In sum, what Gen. Sanchez is describing here is a nation that is at risk and is in a state of disunity. Does disunity matter? He is saying that in war, it does.
In politics, a degree of disunity is normal. But in our time, partisan disunity has become the norm. The purpose of politics now is to thwart, to stop.
We may have underestimated how corrosive our disunity has been on the troops in Iraq, and how deeply it has damaged us.
Those of us in politics--politicians, reporters, bureaucrats--are largely inured to all this, and we seem to have assumed that the system shares our infinite capacity for antipathy and tumult. But is this occupational toughness natural to politics, or is it cynicism? I don't think the soldiers or the American people see the difference.

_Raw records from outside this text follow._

PR #447, opened 2025-02-13
Removed potentially impossible PC bins

### LINKED ISSUE #445: Update ExceptionsM_coverage.svh Cover Points
Noticed an unusual number of bins while running --fcov for ExceptionsM.S

The ExceptionsM Covergroup file needs updating to match the new test plans.
At path: $(WALLY)/addins/cvw-arch-verif/fcov/priv/ExceptionsM_coverage.svh

Include:
bins  pc_bit_1= {1'b0};
bins  imm_bit_1= {1'b1}
(respectively)

Image

Image

coreyqh:
* The original auto bins conflicted the test plan and were impossible to hit if C is not supported

resolves #445

### DIFF
--- a/fcov/priv/ExceptionsM_coverage.svh
+++ b/fcov/priv/ExceptionsM_coverage.svh
@@ -114,8 +114,10 @@ covergroup ExceptionsM_exceptions_cg with function sample(ins_exceptionsm_t ins)
        bins M_mode = {2'b11};
     }
     pc_bit_1: coverpoint ins.current.pc_rdata[1] {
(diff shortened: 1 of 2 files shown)


davidharrishmc:
Why does   
imm_bit_1: coverpoint ins.current.imm[1] {
        bins one = {'1};
    }
need bins one?  If that were blank, we'd get imm[1] being 0 and 1.  0 is tested in most normal branches, so only the one case will require a dedicated test, but the coverage is slightly more general.  Am I missing something?

PR #450, opened 2025-02-16
Simplify coverage extension selection

jordancarlin:
If a coverage file requires multiple extensions it will be automatically selected if all of those extensions are enabled instead of needing to be manually enabled.


jordancarlin:
The privileged ones can probably also be simplified. I'll revisit that later once they are more complete though.

PR #451, opened 2025-02-16
Disable printing every instruction by default with fcov

jordancarlin:


davidharrishmc:
Should the wsim command have --lockstep?

I had thought about removing the printing a few days ago, but feel like it's very helpful at the development state we are in.  If you want a FCOV_VERBOSE flag, should we make it on by default for now?

jordancarlin:
> Should the wsim command have --lockstep?

Not sure what lockstep has to do with this?

> I had thought about removing the printing a few days ago, but feel like it's very helpful at the development state we are in. If you want a FCOV_VERBOSE flag, should we make it on by default for now?

The old version of fcov didn’t print all the instructions by default, so I assumed we didn’t need it. For the longer tests the files also become quite large during regression. This version has it off by default and if you want to see the instructions you need to define `FCOV_VERBOSE`, which wsim lets you do using `--define “+define+FCOV_VERBOSE”`.

jordancarlin:
> > Should the wsim command have --lockstep?
> 
> Not sure what lockstep has to do with this?

Oh! You meant for `make sim` in the Makefile. Added.

PR #460, opened 2025-02-17
InterruptsU Covergroup

coreyqh:


davidharrishmc:
This is great.  It unearthed some bugs in the testplan as well.

All of interruptsU is supposed to run in user mode, so they need a cross with the mode.

There is no mideleg in a system without supervisor mode, so I’ve moved the mideleg items from InterruptsU to InterruptsS cp_wfi/cp_wfi_timeout. Same with mstatus.SIE and mstatus.SEIP.  You can drop mideleg_*and mstatus_sie and mip.seip/mie_seie from the testplan. Same for cp_user_sei.

coreyqh:
Removed mstatus.SIE from all cross products as it could be read only zero in a machine without S mode. I highlighted the affected test plan entries. Perhaps the cross products with mstatus.SIE could move into InterruptsS? 

cp_user_* and cp_wfi now use the m_ext_intr, m_soft_intr, and m_timer_intr signals along with the corresponding MIE bits being one.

Arguably it is the proper role of politics to intervene, to question. But during Vietnam and again now, we haven't been able to avoid simultaneously putting troops on the battlefield while fighting bitterly amongst ourselves at home for the length of the war.
The U.S. officer corps is aware of this. While no one is talking about a stab in the back, they may conclude that the home front and its institutions are unable to, or will not, protect their back.
One may ask: Will we ever want to do this again? Are we able to undertake military missions that prove difficult? Or is the projection of U.S. military power into the world an idea that now irreparably divides the American people? Before November 2008, we had better have some answers, from our presidential candidates and from ourselves.